Records from a collection:
◇ ◇ ◇

PR #1145, opened 2020-06-08
Update the golang from 1.13.9 to 1.14.2

humblec:

### DIFF
--- a/deploy/cephcsi/image/Dockerfile
+++ b/deploy/cephcsi/image/Dockerfile
@@ -6,7 +6,7 @@ FROM ${BASE_IMAGE} as builder
 
 LABEL stage="build"
 
-ARG GOLANG_VERSION=1.13.9
+ARG GOLANG_VERSION=1.14.4
 ARG CSI_IMAGE_NAME=quay.io/cephcsi/cephcsi
 ARG CSI_IMAGE_VERSION=canary
 ARG GO_ARCH


humblec:
@Madhu-1 ptal.

humblec:
@nixpanic ptal.

humblec:
> Why not use 1.14.4 as that is the latest release?

thought of staying bit away from very latest, but I can use it too.
> 
> Instead of the `deploy` prefix, maybe use `build`.

Could use build too.

humblec:
@nixpanic addressed. PTAL.

humblec:
> This could be kind of risky I think, are we making use of go-1.14.x. if the new features added in go 1.14 (which we might use in cephcsi)might not be available in 1.13. the build may fail( i would like to keep 1.13 for now)

@madhu considering the CI passed, that gives the guarantee, Isnt it ? also are you aware of any specific changes which could break the system?

Madhu-1:
> > This could be kind of risky I think, are we making use of go-1.14.x. if the new features added in go 1.14 (which we might use in cephcsi)might not be available in 1.13. the build may fail( i would like to keep 1.13 for now)
> 
> @Madhu considering the CI passed, that gives the guarantee, Isnt it ? 
we need to add CI for both golang versions. and make sure everything works. this could be risky for production builds ( as mostly cephcsi will be built with go 1.13 as 1.14 is new)

>also are you aware of any specific changes which could break the system?
Currently nothing, we might miss something if we don't test cephcsi with go 1.13

deploy/cephcsi/image/Dockerfile
```diff
@@ -6,7 +6,7 @@ FROM ${BASE_IMAGE} as builder
 
 LABEL stage="build"
 
-ARG GOLANG_VERSION=1.13.9
+ARG GOLANG_VERSION=1.14.4
```
Madhu-1, line 9: This will be overridden by https://github.com/ceph/ceph-csi/blob/master/Makefile#L146 ie 1.13.8

nixpanic:
Madhu has a point on the 1.13.x support. If we only test with 1.14.x, we may introduce new things that do not work with 1.13.x anymore. It might be a good idea to check what other projects (Kubernetes) have as guidelines for updating the Golang version.

humblec:
Closing this for avoiding a wrong push .

PR #1146, opened 2020-06-08
doc: correct mdlinter errors on doc

humblec:
mdlinter errors are fixed with this patch.


humblec:
@Madhu-1 @nixpanic ptal.

nixpanic:
Which errors are these? Do you know why the static-check does not report them?

humblec:
> @humblec can you please check why CI didn't catch this one?

@Madhu-1 @nixpanic I can check why it was not caught on CI. However as long as this change looks good we could let this get in.

nixpanic:
It would help if you can at least include the error messages from the linter. I am not sure the changes are correct/required.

◇ ◇ ◇

Retype each record, matching it exactly.

PR #1145, opened 2020-06-08
Update the golang from 1.13.9 to 1.14.2

humblec:

### DIFF
--- a/deploy/cephcsi/image/Dockerfile
+++ b/deploy/cephcsi/image/Dockerfile
@@ -6,7 +6,7 @@ FROM ${BASE_IMAGE} as builder
 
 LABEL stage="build"
 
-ARG GOLANG_VERSION=1.13.9
+ARG GOLANG_VERSION=1.14.4
 ARG CSI_IMAGE_NAME=quay.io/cephcsi/cephcsi
 ARG CSI_IMAGE_VERSION=canary
 ARG GO_ARCH


humblec:
@Madhu-1 ptal.

humblec:
@nixpanic ptal.

humblec:
> Why not use 1.14.4 as that is the latest release?

thought of staying bit away from very latest, but I can use it too.
> 
> Instead of the `deploy` prefix, maybe use `build`.

Could use build too.

humblec:
@nixpanic addressed. PTAL.

humblec:
> This could be kind of risky I think, are we making use of go-1.14.x. if the new features added in go 1.14 (which we might use in cephcsi)might not be available in 1.13. the build may fail( i would like to keep 1.13 for now)

@madhu considering the CI passed, that gives the guarantee, Isnt it ? also are you aware of any specific changes which could break the system?

Madhu-1:
> > This could be kind of risky I think, are we making use of go-1.14.x. if the new features added in go 1.14 (which we might use in cephcsi)might not be available in 1.13. the build may fail( i would like to keep 1.13 for now)
> 
> @Madhu considering the CI passed, that gives the guarantee, Isnt it ? 
we need to add CI for both golang versions. and make sure everything works. this could be risky for production builds ( as mostly cephcsi will be built with go 1.13 as 1.14 is new)

>also are you aware of any specific changes which could break the system?
Currently nothing, we might miss something if we don't test cephcsi with go 1.13

deploy/cephcsi/image/Dockerfile
```diff
@@ -6,7 +6,7 @@ FROM ${BASE_IMAGE} as builder
 
 LABEL stage="build"
 
-ARG GOLANG_VERSION=1.13.9
+ARG GOLANG_VERSION=1.14.4
```
Madhu-1, line 9: This will be overridden by https://github.com/ceph/ceph-csi/blob/master/Makefile#L146 ie 1.13.8

nixpanic:
Madhu has a point on the 1.13.x support. If we only test with 1.14.x, we may introduce new things that do not work with 1.13.x anymore. It might be a good idea to check what other projects (Kubernetes) have as guidelines for updating the Golang version.

humblec:
Closing this for avoiding a wrong push .

PR #1146, opened 2020-06-08
doc: correct mdlinter errors on doc

humblec:
mdlinter errors are fixed with this patch.


humblec:
@Madhu-1 @nixpanic ptal.

nixpanic:
Which errors are these? Do you know why the static-check does not report them?

humblec:
> @humblec can you please check why CI didn't catch this one?

@Madhu-1 @nixpanic I can check why it was not caught on CI. However as long as this change looks good we could let this get in.

nixpanic:
It would help if you can at least include the error messages from the linter. I am not sure the changes are correct/required.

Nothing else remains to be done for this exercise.